Dans le cas Unilever-Sara Lee, l'enquête approfondie menée par la Commission a établi que la concentration envisagée donnerait à Unilever une position dominante très forte sur certains marchés des déodorants, en raison du cumul des parts de marché de marques appartenant aux deux parties et actuellement concurrentes (notamment Sanex avec Dove et avec Rexona). La Commission a constaté que l'opération de concentration telle qu'elle a été notifiée initialement poserait des problèmes de concurrence en Belgique, aux Pays-Bas, au Danemark, au Royaume-Uni, en Irlande, en Espagne et au Portugal, où elle éliminerait une force concurrentielle importante et conduirait probablement à des hausses de prix. Pour apaiser les craintes de la Commission, les parties à la concentration se sont engagées à céder Sanex, une marque de Sara Lee, et les activités connexes en Europe. « Nous avons finalement pu (…) autoriser (l'opération) parce qu'Unilever a proposé une mesure claire et convaincante pour remédier aux problèmes de concurrence que nous prévoyions sur certains marchés des déodorants », a indiqué à la presse Joaquín Almunia.

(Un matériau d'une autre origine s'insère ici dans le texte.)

PR #220, opened 2021-01-07
Drugorder tests

mseaton:
This adds additional unit tests (and some related fixes identified in the course of doing so) for the new drugOrder tag.


mogoodrich (approved):
LGTM, though admittedly I didn't dig into too much detail... if there's a particular part you like me to dig into, lmk...

PR #222, opened 2021-01-14
Add null guard for more useful error message

brandones:
Ran into an NPE when there was an obs grouping concept missing. This improves the error from an NPE to

```
Caused by: java.lang.IllegalArgumentException: Cannot find concept for value CIEL:164352 in conceptId attribute value. Parameters: {answerConceptIds=CIEL:1527,PIH:GUARDIAN,PIH:PARTNER OR SPOUSE,CIEL:1528,PIH:SIBLING,PIH:OTHER RELATIVE, conceptId=CIEL:164352, labelCode=pihcore.contactRelationship}
        at org.openmrs.module.htmlformentry.element.ObsSubmissionElement.<init>(ObsSubmissionElement.java:174)
```

### DIFF
--- a/api/src/main/java/org/openmrs/module/htmlformentry/ObsGroupComponent.java
+++ b/api/src/main/java/org/openmrs/module/htmlformentry/ObsGroupComponent.java
@@ -113,8 +113,14 @@ public class ObsGroupComponent {
 			Set<Integer> obsGroupComponentMatchLog = new HashSet<Integer>();
 			
 			for (ObsGroupComponent obsGroupComponent : obsGroupComponents) {
-				boolean questionMatches = obsGroupComponent.getQuestion().getConceptId()
-				        .equals(obs.getConcept().getConceptId());
+				Concept groupComponentQuestion = obsGroupComponent.getQuestion();
+				if (groupComponentQuestion == null) {
+					// The correct error should be thrown with useful contextual information from ObsSubmissionElement:174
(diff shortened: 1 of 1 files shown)


cioan (approved):

mogoodrich:
Thanks @brandones ... looks good to me... I was going to ask if we wanted to actually just throw an exception right when groupComponentQuestion == null instead of waiting for it to be thrown further down the line, since it's unclear what supportingRank will do in the case when we call "continue"...  but I see that the exception at ObsSubmissionElement:174 will be thrown regardless of the results of supportingRank, it was just a matter than the NPE was happening first before it hit that line?

A comment like "this is an error case, but we just make this null-safe and skip without throwing a NPE exception, with the expectation that a more useful error will be thrown at ObsSubmissionElement:174" might be a bit clearer...

mseaton:
I haven't looked at this in detail, but my initial thought was that if something is misconfigured we should try to catch it as early as possible (likely in the tag handler) and throw a BadFormDesignException.  Is that what this is doing @brandones ?  Or is that valid?

mogoodrich:
It is happening early on during the initialization of the Obs Submission Element, so it must be that this ObsGroup stuff must happen before that is hit.  I didn't dig further into why that was.

brandones:
@mseaton Yes, it's a misconfiguration. Catching it early does sound like the better way about it. I can look into that.

PR #223, opened 2021-01-22
Tiny refactor

brandones:
Just made this code a little easier to understand. I was attempting to catch a bad concept error in the tag handler as suggested [here](https://github.com/openmrs/openmrs-module-htmlformentry/pull/222#issuecomment-761029126), but got stuck before figuring it out. I don't really understand how the ObsGroupTagHandler works.


mseaton (approved):
Looks ok to me

PR #226, opened 2021-02-09
Html 759 - 3

mseaton:
This is the next in a series of relatively large commits that have all contributed to the refactoring and reworking of the drug order tag in the 4.0.0 release of HFE.

Here are the features / changes this PR aims to implement:

1. Ensures that the tag respects the existing global property "drugOrder.requireDrug" (only allows leaving drug or drug non coded blank if this is false), and also adds additional validation to ensure concept is required and only one of drug and drugNonCoded can be supplied.

2. Adds the ability to configure any of the drug order properties that are Concepts (eg. concept, discontinueReason, orderReason, doseUnits, route, etc) via a single grouping concept (this can be either a question with answers or a set with members).  Provide mechanisms to configure attributes within this mechanism to drive display labels (via message codes, concept name tags, and concept name types), css classes, and order of the resulting options rendered in within a dropdown widget.

3. Related to 2, modify the DropDownWidget and Option classes to support the ability to organize Options within <optgroup> groups and to apply css classes to both optgroup and option elements.

4. Changes the labels for the buttons used when editing an order within the original encounter it was placed in to "Edit" and "Delete" to reflect the implemented behavior which voids and recreates an Order in this circumstance rather than stop/discontinue.  Adds in the ability to Delete an existing Discontinue Order in the encounter in which it was placed, in order to ensure appropriate data management is supported.

5. Related to 4, display a warning message letting users know that Edit and Delete will void previous orders when used within the current encounter.

6. Continued improvements and tweaks to the rendered drug order view, and improvements to usability.


api/src/main/java/org/openmrs/module/htmlformentry/widget/DropdownWidget.java
```diff
@@ -54,19 +56,43 @@ public String generateHtml(FormEntryContext context) {
 				sb.append(" size=").append("\"" + size.intValue() + "\"");
 			}
 			sb.append(">");
+			String currentOptionGroup = "";
 			for (int i = 0; i < getOptions().size(); ++i) {
 				Option option = getOptions().get(i);
+				
+				String optionGroup = (option.getGroupLabel() == null ? "" : option.getGroupLabel().trim());
```
mogoodrich, line 63: It is worth adding a comment or refactoring this a bit to make it clear that if "optionGroup" is empty, this whole block of code doesn't do anything?  Was just trying to quickly confirm that for existing widgets this code does't do anything, and it took me a minute or so to follow how that works...

mogoodrich (approved):
Took a look, but, yeah, honestly, I'm going to trust your judgement on this.  Code looks well organized and well tested.    The new OptionGroup thing definitely could be useful outside of Drug Orders.  If it's usable out of the box with regular obs we should document in the HFE reference and point Ellen to it.

PR #228, opened 2021-02-24
HTML-771

mseaton:
Obs submission throws NPE when using radio style in combination with conceptIds


mogoodrich (approved):
LGTM, though seems so strange we had never run into this before...

PR #231, opened 2021-03-04
HTML-759 Rewrite drugOrder tag for OpenMRS 2.x

mseaton:
This PR is a significant refactor that aims to build on the existing work and provide a foundation to use the underlying logic in the drugOrder tag for all sorts of orders.  The changes are mostly non-functional - renaming classes and text from drug order specific nomenclature to order more broadly.

This PR also contains a couple of bug fixes and performance improvements.


mogoodrich (approved):
Yeah, let's just merge and test, I'm not going to be able to review this in much detail... :)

S'agissant du cas Monsanto-Syngenta, l'autorisation de la Commission est également assortie de conditions. La Commission nourrissait en effet certaines craintes concernant la commercialisation de semences de tournesol en Espagne et en Hongrie, où l'opération aurait privé Syngenta d'un concurrent important et novateur, renforçant sa position de tête sur le marché. L'opération soulevait également des questions concernant les activités d'échange et de mise sous licence des variétés de tournesol, dans la mesure où elle permettait aux parties à la concentration de restreindre l'accès de leurs concurrents aux intrants nécessaires à la commercialisation de semences de tournesol. Pour apaiser les craintes de la Commission, Syngenta a proposé de se défaire des hybrides commercialisés par Monsanto en Hongrie et en Espagne au cours des deux dernières années, de même que des hybrides actuellement soumis à des tests officiels en vue de leur enregistrement dans ces mêmes pays. Syngenta a aussi offert de céder les lignées parentales utilisées par Monsanto pour créer ces hybrides, ainsi que les lignées parentales actuellement développées dans le but de produire des hybrides destinés aux marchés espagnol et hongrois. « Syngenta a proposé d'importantes mesures correctives visant à garantir que l'opération n'entravera pas le développement de nouvelles variétés de tournesol dans l'UE et qu'elle n'entraînera pas de hausse de prix ou de réduction du choix de semences de tournesol offert aux consommateurs en Espagne et en Hongrie », a fait valoir Joaquín Almunia. (O.L.)